One dictionary defines ``security'' as `` The state of being secure'' [McL87]. The same dictionary has several meanings for the word ``secure''. Most pertinent among them are:

1. Free from danger, damage, etc
2. Free from fear, care, etc
3. In safe custody
4. Not likely to fail.
Applied to an individual, these definitions are intuitive and easy to apply. However, when we try to apply them to something more abstract, like an organization, it is not evident how these definitions should be interpreted. If we look more closely, it is clear that in essence what is expressed is an underlying idea of protection from harm. Adopting this view, ``having security'' within the context of an organization comes to mean ``having an organization protected from harm''.

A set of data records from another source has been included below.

PR #7267, opened 2025-02-24
🎨 Improves empty-trash to avoid misleading the user

pcrespov:
## What do these changes do?

Prevents that when the front-end requests `empty-trash` and subsequently requests the trash item list, it may still display items, misleading the user into thinking the `empty trash` operation failed.

## Related issue/s

- issue reported by @odeimaiz 
- enhancements on ITISFoundation/osparc-issues#468

## How to test

Manually tested:
- trash many items
- Go to "Recently Deleted"
- Click `Delete all`
image
-  shows none
image

## Dev-ops

### DIFF
--- a/services/web/server/src/simcore_service_webserver/trash/_rest.py
+++ b/services/web/server/src/simcore_service_webserver/trash/_rest.py
@@ -50,10 +50,16 @@ async def empty_trash(request: web.Request):
     user_id = get_user_id(request)
     product_name = get_product_name(request)
 
-    fire_and_forget_task(
-        _service.safe_empty_trash(
+    is_running = asyncio.Event()
+
+    async def _run():
+        is_running.set()
+        await _service.safe_empty_trash(
             request.app, product_name=product_name, user_id=user_id
-        ),
+        )
+
+    fire_and_forget_task(
+        _run(),
         task_suffix_name="rest.empty_trash",
         fire_and_forget_tasks_collection=request.app[APP_FIRE_AND_FORGET_TASKS_KEY],
     )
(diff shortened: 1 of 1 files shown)


services/web/server/src/simcore_service_webserver/trash/_rest.py
```diff
@@ -65,4 +58,10 @@ async def empty_trash(request: web.Request):
         fire_and_forget_tasks_collection=request.app[APP_FIRE_AND_FORGET_TASKS_KEY],
     )
 
+    # NOTE: Ensures `fire_and_forget_task` is triggered; otherwise,
+    # when the front-end requests the trash item list,
+    # it may still display items, misleading the user into
+    # thinking the `empty trash` operation failed.
+    await asyncio.sleep(1)
```
GitHK, line 65: Q: does `sleep(0)` not work as well?

GitHK (approved):

odeimaiz (commented):
thanks

services/web/server/src/simcore_service_webserver/trash/_rest.py
pcrespov: yes, that would trigger the task but I want it to go at least on second in it

sanderegg: this is a bit shaky... I would advocate for an asyncio Event instead of some sleep witha random number... Please at least use a constant then.

sanderegg (approved):

services/web/server/src/simcore_service_webserver/trash/_rest.py
pcrespov: good idea! thx

PR #7268, opened 2025-02-24
🐛 catalog-api: Fixes validation errors on /services entrypoint

pcrespov:
## What do these changes do?

This PR fixes a validation issue caused by invalid values in the database.

A request to the catalog service was failing due to an invalid value in the database:

```sh
curl http://master_catalog:8000/v0/services/simcore%2Fservices%2Fdynamic%2Fjupyter-math/3.0.3?user_id=530
{"errors":["1 validation errors:\n  {'type': 'url_parsing', 'loc': ('response', 'icon'), 'msg': 'Input should be a valid URL, input is empty', 'input': '', 'ctx': {'error': 'input is empty'}}\n"]}
```

The issue occurred because the `icon` column in the second row **was set to an empty string** instead of either a valid URL or `NULL`.

image

This could have been introduced manually in the database or as a result of an unintended transformation between models in the system.

To address this, we implemented the following changes:

- **Database Migration**: Replaces existing empty strings with `NULL` in nullable string columns.
- **Validation Mechanism**: Prevents writing empty strings to the database at the model level.

Since these values should not be modified in the database directly, we consider additional constraints at the database level unnecessary, as the existing code-level checks are sufficient.

## Related issue/s

- Issue  reported by @GitHK in master deploy

## Dev-ops 

None

### DIFF
--- a/packages/models-library/src/models_library/services_base.py
+++ b/packages/models-library/src/models_library/services_base.py
@@ -67,6 +67,6 @@ class ServiceBaseDisplay(BaseModel):
         ),
     ] = None
 
-    _empty_is_none = field_validator("thumbnail", mode="before")(
-        empty_str_to_none_pre_validator
-    )
+    _empty_is_none = field_validator(
+        "icon", "thumbnail", "version_display", mode="before"
+    )(empty_str_to_none_pre_validator)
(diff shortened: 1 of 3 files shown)


GitHK (approved):
🙏 thanks a lot!

odeimaiz:
Does this mean that an empty string is not a valid value?

pcrespov:
> Does this mean that an empty string is not a valid value?

@odeimaiz in the database is not a valid value when the column is nullable. 

- the front-end should not be affected by this constraint because there is a mechanism in place for these cases that will replace empty strings by null values.

sanderegg (approved):

giancarloromeo (approved):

It is against this background that in this chapter we give an introduction to how the concept of security applies to organizations in general and to computer systems in an organization in particular. The chapter has three sections. First we introduce the security process as the chain of events and actions that can bring security to an organization. We then go on to introduce the concept of computer security and discuss the complications that can arise when computing and applications become distributed over a network. To show how some of these problems can be solved, the last section introduces some commonly used building blocks that can be used to construct secure systems.

The purpose of this chapter is to introduce the basic ideas and concepts upon which the following chapters are based. For the interested reader, chapter 6 gives a more detailed introduction to computer security.